BEGIN

PR #573, opened 2024-12-03
Debug tests: trying to get stable

jukzi:
* currentTimeMillis is not guaranteed to be monotonic -> use nanoTime
* added missing volatile on variables that are waited on
* uniformly sleep 1 ms during wait loops


jukzi:
ignoring unrelated `baseline and build for class have different contents`

PR #575, opened 2024-12-11
Remove repetitive code from JDIModelPresentation

gzsombor:
and using smart instanceof to remove clutter

## What it does

Eliminate the very verbose and repetitive image handling code - that looks up based on JavaDebugImages or IDebugUIConstants constants the actual ImageDescriptors and Image objects.
And eliminate a lot of redundant casts with using ' instanceof' patterns.
   
## How to test

Run it, it shouldn't change any visible behaviour. 

## Author checklist

### DIFF
--- a/org.eclipse.jdt.debug.ui/ui/org/eclipse/jdt/internal/debug/ui/JDIModelPresentation.java
+++ b/org.eclipse.jdt.debug.ui/ui/org/eclipse/jdt/internal/debug/ui/JDIModelPresentation.java
@@ -719,20 +719,19 @@ public class JDIModelPresentation extends LabelProvider implements IDebugModelPr
 			if (item instanceof JDIReferenceListEntryVariable){
 				return getReferenceImage();
 			}
-			if (item instanceof IJavaVariable) {
-				return getVariableImage((IAdaptable) item);
+			if (item instanceof IJavaVariable variable) {
+				return getVariableImage(variable);
 			}
-			if (item instanceof IMarker) {
-				IBreakpoint bp = getBreakpoint((IMarker)item);
-				if (bp instanceof IJavaBreakpoint) {
-					return getBreakpointImage((IJavaBreakpoint)bp);
+			if (item instanceof IMarker marker) {
+				IBreakpoint bp = getBreakpoint(marker);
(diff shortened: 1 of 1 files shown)


akurtakov:
My only concern with this PR is making methods/members private and the possibility that this might break something in the SDK (not checked). Do you think you can drop that part so we can land it in without worries ?

jukzi:
> My only concern with this PR is making methods/members private a

This PR changes "internal" packages only. So it should not break anything else. If it does we can revert.

akurtakov:
My request was exactly so a revert of the whole change can be skipped as the breakage is more likely to come from public to private change.

gzsombor:
I've reverted method privatization. What needs to be built in order to check that those methods are not used outside this repository?

org.eclipse.jdt.debug.ui/ui/org/eclipse/jdt/internal/debug/ui/variables/JavaVariableLabelProvider.java
```diff
@@ -55,7 +55,7 @@
  */
 public class JavaVariableLabelProvider extends VariableLabelProvider implements IPreferenceChangeListener {
 
-	public static JDIModelPresentation fLabelProvider = new JDIModelPresentation();
+	private final static JDIModelPresentation fLabelProvider = new JDIModelPresentation();
```
jukzi, line 58: still public->private

jukzi:
> What needs to be built in order to check that those methods are not used outside this repository?

You can add a separate commit for public->private and then we commit that on top o let CI build test

org.eclipse.jdt.debug.ui/ui/org/eclipse/jdt/internal/debug/ui/variables/JavaVariableLabelProvider.java
gzsombor: Sorry, my bad! I've pushed a fixed commit

gzsombor:
I've created a separate MR for making those method private: https://github.com/eclipse-jdt/eclipse.jdt.debug/pull/580

jukzi:
thanks for contributing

END

### Description of the task
The entries listed above are to be output exactly. Leave none out.

### Exercise result
PR #573, opened 2024-12-03
Debug tests: trying to get stable

jukzi:
* currentTimeMillis is not guaranteed to be monotonic -> use nanoTime
* added missing volatile on variables that are waited on
* uniformly sleep 1 ms during wait loops


jukzi:
ignoring unrelated `baseline and build for class have different contents`

PR #575, opened 2024-12-11
Remove repetitive code from JDIModelPresentation

gzsombor:
and using smart instanceof to remove clutter

## What it does

Eliminate the very verbose and repetitive image handling code - that looks up based on JavaDebugImages or IDebugUIConstants constants the actual ImageDescriptors and Image objects.
And eliminate a lot of redundant casts with using ' instanceof' patterns.
   
## How to test

Run it, it shouldn't change any visible behaviour. 

## Author checklist

### DIFF
--- a/org.eclipse.jdt.debug.ui/ui/org/eclipse/jdt/internal/debug/ui/JDIModelPresentation.java
+++ b/org.eclipse.jdt.debug.ui/ui/org/eclipse/jdt/internal/debug/ui/JDIModelPresentation.java
@@ -719,20 +719,19 @@ public class JDIModelPresentation extends LabelProvider implements IDebugModelPr
 			if (item instanceof JDIReferenceListEntryVariable){
 				return getReferenceImage();
 			}
-			if (item instanceof IJavaVariable) {
-				return getVariableImage((IAdaptable) item);
+			if (item instanceof IJavaVariable variable) {
+				return getVariableImage(variable);
 			}
-			if (item instanceof IMarker) {
-				IBreakpoint bp = getBreakpoint((IMarker)item);
-				if (bp instanceof IJavaBreakpoint) {
-					return getBreakpointImage((IJavaBreakpoint)bp);
+			if (item instanceof IMarker marker) {
+				IBreakpoint bp = getBreakpoint(marker);
(diff shortened: 1 of 1 files shown)


akurtakov:
My only concern with this PR is making methods/members private and the possibility that this might break something in the SDK (not checked). Do you think you can drop that part so we can land it in without worries ?

jukzi:
> My only concern with this PR is making methods/members private a

This PR changes "internal" packages only. So it should not break anything else. If it does we can revert.

akurtakov:
My request was exactly so a revert of the whole change can be skipped as the breakage is more likely to come from public to private change.

gzsombor:
I've reverted method privatization. What needs to be built in order to check that those methods are not used outside this repository?

org.eclipse.jdt.debug.ui/ui/org/eclipse/jdt/internal/debug/ui/variables/JavaVariableLabelProvider.java
```diff
@@ -55,7 +55,7 @@
  */
 public class JavaVariableLabelProvider extends VariableLabelProvider implements IPreferenceChangeListener {
 
-	public static JDIModelPresentation fLabelProvider = new JDIModelPresentation();
+	private final static JDIModelPresentation fLabelProvider = new JDIModelPresentation();
```
jukzi, line 58: still public->private

jukzi:
> What needs to be built in order to check that those methods are not used outside this repository?

You can add a separate commit for public->private and then we commit that on top o let CI build test

org.eclipse.jdt.debug.ui/ui/org/eclipse/jdt/internal/debug/ui/variables/JavaVariableLabelProvider.java
gzsombor: Sorry, my bad! I've pushed a fixed commit

gzsombor:
I've created a separate MR for making those method private: https://github.com/eclipse-jdt/eclipse.jdt.debug/pull/580

jukzi:
thanks for contributing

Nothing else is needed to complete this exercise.